The fast reactor concepts I've seen deal with this by saying "our design can't ever melt down". Color me skeptical on that, and defense in depth says you don't believe such claims when failure could be so catastrophic. Even if regulators can be convinced (or be made to say they are convinced), the first experience that indicates the assumption wasn't true will lead to all reactors of that design being permanently shut down. This would be a serious financial risk to anyone thinking of building them.
If I were dead set on a fast reactor I'd look at something like a fast MSR (chloride salt) where such rearrangement could be ruled out.

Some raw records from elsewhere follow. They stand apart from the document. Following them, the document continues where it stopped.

Issue #1077, opened 2025-02-10
Expose readiness probe over http


flavio:
With the introduction of mTLS, the readiness endpoint would become unreachable to Kubernetes.

As a solution we have to:

- Create two different axum routers: the existing one minus the `/readiness` endpoint, and a new one with only the `/readiness` probe
- Start two web servers (one per router):
  - Readiness web server: listens always on plain http
  - Validation web server: listens on http or on https depending on how the user started the policy-server. mTLS, if enabled, is enforced only on this server

Issue #1078, opened 2025-02-10
mTLS: handle multiple CAs


flavio:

Not sure about this argument, do you have any references?
In a LWR, if the coolant/moderator boils away, sure, the reactivity goes down. But there is plenty enough decay heat left to melt all the fuel that can then flow into a puddle of suitable geometry and go boom. Hypothetically speaking, at least.
I suppose in practice most LWR's use lightly enriched fuel so it's very hard to get enough material close enough together to make it critical, let alone supercritical, without a moderator of some sort. Of course, plenty of research reactors, naval reactors etc. have operated with very highly enriched fuel (90+%?), but even these have AFAIU so far managed without accidentally turning themselves into nuclear bombs.
Seems most contemporary civilian fast reactor designs are designed to operate with HALEU fuel, where the limit is (somewhat arbitrarily) set at 20%. A lot higher enrichment than your typical LWR, but still much lower than you see in weapons, and you still need quite a lot of it before it can go boom.
It's straightforward. Consider what would happen (for example) if all the fuel in a reactor is compressed into a more compact configuration.
In a thermal reactor, there's no problem, as there's now no moderator. There was massive rearrangement and compaction of melted fuel at the TMI accident, but criticality was not going to be a serious issue for the fundamental reasons I gave above.
In a fast reactor? It can only become more reactive. Anything else there was only absorbing neutrons, not helping, and the geometric change reduces neutron leakage.
Edward Teller somewhat famously warned about the issue in 1967, in a trade magazine named "Nuclear News":
“For the fast breeder to work in its steady state breeding condition, you probably need half a ton of plutonium. In order that it should work economically in a sufficiently big power producing unit, it probably needs more than one ton of plutonium. I do not like the hazard involved. I suggested that nuclear reactors are a blessing because they are clean. They are clean as long as they function as planned, but if they malfunction in a massive manner, which can happen in principle, they can release enough fission products to kill a tremendous number of people.
… But if you put together two tons of plutonium in a breeder, one tenth of one
percent of this material could become critical. I have listened to hundreds of analyses of what
course a nuclear accident could take. Although I believe it is possible to analyze the
immediate consequences of an accident, I do not believe it is possible to analyze and foresee
the secondary consequences. In an accident involving plutonium, a couple of tons of
plutonium can melt. I don’t think anyone can foresee where one or two or five percent of this
plutonium will find itself and how it will get mixed with other material. A small fraction of
the original charge can become a great hazard."
(Natrium is not a breeder but the same argument holds.)
That no fast reactors have yet exploded is of course no great argument. How many fast reactors have been built, particularly large ones? Not many. And we've already seen a commercial fast reactor suffer fuel melting (Fermi 1).